Today started at 5:20 am when I woke up with a start in a grungy guesthouse in Antigua, unable to recall my alarm going off at 4:45 am, groggy, the drums that proceed Semana Santa processions beating nearby, the only thought in my head: I´m going to miss it all!
A friend and I pulled on some clothes and ran outside in the half-dark to join other sleepy procession devotees. We raced past five or six sawdust alfombras, or carpets (which we saw people just beginning to start making at 11 pm the night before) and quickly spotted the purple robes of the men who line the parade route in the hundreds, a honor guard of sorts for the Jesus and Mary statues that would pass by, the backup singers of the float-carrying band of Catholics. The float-bearers were dressed as Roman soldiers, complete with matching leather sandals and staffs with metal points, and they swayed from side to side as they struggled to heave the heavy float, with Jesus and his cross perched atop amid thorns and ferns. Women dressed in black with black mantillas on their heads followed, carrying an equally formidable float that held a statue of the Virgin Mary, beautifully dressed in a blue cloak and looking quite serene despite the hundreds of vueltas around the streets she was about to undergo. As the sun came up, the crowds dissapated, off to breakfast and to prep for the continued processions throughout the day.

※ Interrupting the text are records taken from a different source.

PR #1539, opened 2019-01-08
Include broker name in `cf service <service-instance-name>`

nmaslarski:
`cf service <service_name>` command will now also display the name of the broker providing this service

More information on https://www.pivotaltracker.com/n/projects/2105761/stories/160752011

Best,
Niki
On behalf of SAPI Team


williammartin:
Think we've fixed up the note about legacy integration tests and @willmurphyscode has approved. Can we merge?

integration/shared/global/service_command_test.go
```diff
@@ -284,33 +284,75 @@ var _ = Describe("service command", func() {
...
+								Eventually(session).Should(Say("\n\n"))
+								Eventually(session).Should(Say(`name:\s+%s`, serviceInstanceName))
+								Consistently(session).ShouldNot(Say("shared from:"))
+								Eventually(session).Should(Say(`service:\s+%s`, service))
+								Eventually(session).Should(Say(`tags:\s+database, email`))
+								Eventually(session).Should(Say(`plan:\s+%s`, servicePlan))
+								Eventually(session).Should(Say(`description:\s+fake service`))
+								Eventually(session).Should(Say(`documentation:\s+http://documentation\.url`))
+								Eventually(session).Should(Say(`dashboard:\s+http://example\.com`))
+								Eventually(session).Should(Say(`service broker:\s+`))
```
tjvman: This line will cause line 308 to fail - the `\s+` is not restricted to the current line, so the assertion on 306 will consume the wrong newlines. By the time the test reaches 308, the session.Out buffer has been advanced too far and it will not find the correct output.

tjvman:
So there was one test that was failing on legacy - the fix was trivial and legacy envs aren't so easy to spin up on the fly, so we did made the fix and merged. I left a comment on the problem lines if you're curious.

AartiKriplani:
Thank you @tjvman, we'll try to remember this for future tests.

Issue #746, opened 2016-01-29
`cf delete-orphaned-routes` can delete routes which are not orphans


glyn:
This problem could occur when two users are simultaneously deleting orphaned routes and associating (currently orphaned) routes with applications. The problem is that the CLI checks for orphaned routes _and then_ deletes them (just before which they could have been associated with applications).

I believe this cannot be fixed unless [CC issue 527](https://github.com/cloudfoundry/cloud_controller_ng/issues/527) is implemented.

dkoper:
Closing, as I'm not seeing any progress on the CC issue you raised. As you said, not much the CLI can do if the backend doesn't offer it.

glyn:
This is important but not urgent, so please could you leave this issue open to keep it on the books. :-)

I said the same about the CC issue and they have left that issue open.

glyn:
Closing until the CC has fixed their issue.

zrob:
Please see the CC resolution to this in the following story: https://www.pivotaltracker.com/story/show/112675831

dkoper:
@zrob Can you provide a link to the relevant apidoc? Looks like a new API?

zrob:
@dkoper 
http://apidocs.cloudfoundry.org/258/spaces/delete_unmapped_routes.html

dgrizzanti:
Hi All,

I chatted with @abbyachau last week on the CF slack regarding this issue to see if it was still open for contributions. She confirmed that it was so I started taking a look at the implementation. I had a few questions hoping someone from the community can help me out with.

Is the desire here to maintain the existing `cf delete-orphaned-routes` command and update its logic to use the `delete_unmapped_routes` api or replace it with a new `cf delete-unmapped-routes` command? The latter seems more straightforward and gets around the compatibility issues with v6/v7 CLI code, but I wanted to make sure that was ok with those who would be reviewing.

Thanks!

abbyachau:
Hi @dgrizzanti it looks like we wanted to update the logic to use the `delete_unmapped_routes` api - not replace it with a different command. I've tagged this with `dev-review` in case the engs has any additional comments.

abbyachau:
Hi @glyn thanks again for creating this issue. @dgrizzanti provided a [pull request](https://github.com/cloudfoundry/cli/pull/1543) to us which we believe have addressed the issue you've raised. We plan to release this fix soon. Closing this issue as fixed but please do not hesitate to get in touch if you have any questions/feedback.

PR #1543, opened 2019-01-11
Update `delete-orphaned-routes` command to use unmapped routes API

dgrizzanti:
This PR addresses #746 by updating the logic of `delete-orphaned-routes` to use http://apidocs.cloudfoundry.org/258/spaces/delete_unmapped_routes.html instead of listing/deleting as separate steps.

This is my first go at making CLI changes, so feel free to criticize where necessary 🙂

I tried to make sure I covered all of the places that delete orphaned was called that used the list/delete pattern to be replaced with the new API. In the cases of tests, since functionality from the core command was removed (i.e. there is no more listing of the routes and then saying which ones are being deleted, much of that code was removed).


abbyachau:
Thank you @dgrizzanti we'll review and get back to you soon as we can. Appreciate the pull request!

command/v6/delete_orphaned_routes_command.go
```diff
@@ -1,18 +1,16 @@
...
 	"code.cloudfoundry.org/cli/command/v6/shared"
 )
 
-//go:generate counterfeiter . DeleteOrphanedRoutesActor
+//go:generate counterfeiter . DeleteUnmappedRoutesActor
 
-type DeleteOrphanedRoutesActor interface {
-	GetOrphanedRoutesBySpace(spaceGUID string) ([]v2action.Route, v2action.Warnings, error)
-	DeleteRoute(routeGUID string) (v2action.Warnings, error)
+type DeleteUnmappedRoutesActor interface {
```
tjvman: Our naming convention for individual commands' interfaces is `NameOfCommandActor`, so this should be changed back to DeleteOrphanedRoutesActor. 

(The discrepancy between the CLI using "orphaned" and the API using "unmapped" is unfortunate)

command/v6/delete_orphaned_routes_command_test.go
```diff
@@ -149,136 +147,45 @@ var _ = Describe("deleted-orphaned-routes Command", func() {
...
-									Domain: v2action.Domain{
-										Name: "bosh-lite.com",
-									},
-								},
-							}
-
-							fakeActor.GetOrphanedRoutesBySpaceReturns(routes, nil, nil)
 						})
 
 						It("displays getting routes message", func() {
```
tjvman: Please update this test description to reflect changes to the output (it's no longer printing a message about getting routes)

integration/shared/isolated/delete_orphaned_routes_command_test.go
```diff
@@ -57,9 +57,6 @@ var _ = Describe("delete-orphaned-routes command", func() {
 			It("deletes all the orphaned routes", func() {
 				Eventually(helpers.CF("delete-orphaned-routes", "-f")).Should(SatisfyAll(
 					Exit(0),
-					Say("Getting routes as"),
```
tjvman: I'm not seeing any test coverage for the `Deleting routes as <user>` message - please make sure that message is asserted on wherever it's printed.

integration/shared/isolated/delete_orphaned_routes_command_test.go
```diff
@@ -90,10 +87,6 @@ var _ = Describe("delete-orphaned-routes command", func() {
 			It("deletes only the orphaned routes", func() {
 				Eventually(helpers.CF("delete-orphaned-routes", "-f")).Should(SatisfyAll(
 					Exit(0),
-					Say("Getting routes as"),
-					Say(fmt.Sprintf("Deleting route orphan-1.%s/path-1...", domainName)),
-					Say(fmt.Sprintf("Deleting route orphan-2.%s/path-2...", domainName)),
-					Not(Say(fmt.Sprintf("Deleting route bound-1.%s/path-3...", domainName))),
```
tjvman: Please add a call to `cf routes` and assert that only the bound route is still present - otherwise, this test doesn't really cover what its description says it's covering.

dgrizzanti:
@tjvman Thanks for reviewing the PR! I think I've incorporated all of your comments. Originally I had issues running the integration tests but I have a CFDev up and running now so was able to debug and get my updates in properly this time. Let me know if you see anything else amiss.

@abbyachau Is there someone from the team (or maybe the API side) that could answer the question that @glyn brought up?

Thanks all!

abbyachau:
@tcdowney @ssisil please could you review @glyn's comment above, thank you.

tcdowney:
@glyn there isn't any explicit locking going on, but the implementation (which occurred in [CAPI Story #112675831](https://www.pivotaltracker.com/story/show/112675831)) should be atomic. It performs the select and delete in a single SQL query that excludes routes that are in use by either a route mapping or route service. See:

https://github.com/cloudfoundry/cloud_controller_ng/blob/d06178907cfe9f15bed1809142e46a9021170440/app/actions/routing/route_delete.rb#L22

Additionally, there is a foreign key constraint on the `route_mappings.route_guid` column which will prevent the deletion from occurring if somehow it gets to that point (I don't think it will based on the query above).

I think using this endpoint should eliminate the race condition, and there will be logs (prefixed with `'cc.action.route_delete'`) noting any routes it tried, but failed to delete because of foreign key constraints.

PR #1547, opened 2019-01-18
Update OIDC ops file for cf-deployment v7

henryaj:
https://www.pivotaltracker.com/story/show/163294251


tjvman:
Looks fine, but we'll need to wait on merging this until our environments are actually upgraded to cf-deployment v7. I'll block the tracker story for this PR on the upgrade chore.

At Bagel Barn I ate my first bagel since I´d been in the States in January and, enamored of the cream cheese, actually licked the last remaining bits out of the bowl in which it was served. Then my friends and I headed back to our room for a nap. When we woke we grabbed some lunch at a place that offered to let us screen a movie of our choice in a little back room. We watched ¨Chocolat.¨ It was an excellent break and we emerged rejuvenated and really in the mood for some good chocolate, which we later failed to find. However, the puffy fried balls of dough sold on the street--like munchkins but bigger and more deliciously glazed--sated our hunger for sweetness.
In the afternoon, I visited the ruins of the church on the main square, the destruction wrought by an earthquake in the 1700s. It was so peaceful--and free of people trying to sell me things, which is rare here. I´ve begun to think that all churches should have open ceilings. I suppose it´d be a bit inconvenient, but seeing the sky out of those large portholes in the desolate nave was really beautiful.
Walking back to the parque central to meet my friends, I cut through the present-day parish church, commonly referred to as a cathedral but evidently not actually one, and came upon crowds watching a statue of Jesus, formerly hung on a cross on the steps of the church, be incensed and blessed before being placed on an inclined bed on top of yet another huge float. A large group of men, dressed in black robes this time, hoisted it on their soldiers and left the church, beginning yet another procession through town. At that point, all of the alfombras had long been trampled, the colored mix of sawdust and pinebranches and fruits and flower petals shovled into dump trucks that follow the processions along their routes. But crowds still lined the sidewalks and street corners to see the statues go by.
Tonight the plan is for a relaxing dinner, drinks at the Irish pub here (we were there last night briefly but left shortly after the power went out), and then packing up for our bus ride back home, which begins at 3:30 am. I don´t think going to sleep is part of the plan. Blessed Good Friday, everybody.